**TASK GOAL**
Give only the number of lines in the records that include the string "this".

[[ DATA EXTRACT open ]]

PR #15955, opened 2017-02-24
engagement banner copy tests

Mullefa:
@guardian/contributions 

## What does this change?

Tests 3 new copies for the membership engagement banner. For each variant, any reference to the cost of membership will be given in local currency (as defined by the reader's geo location). This should improve consistency between the banner and the membership website. As we are testing the copy, the colour of the banner (dark blue) has been kept consistent for this test.

To find a copy with a higher conversion rate than the control. Success can be measured by conversion rate.

No

### Control (Pounds)

control_pounds

### Control (Euros)

control_euros

### Control (Canadian Dollars)

control_ca_dollars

[[ DATA EXTRACT closed ]]

**YOUR SOLUTION**
2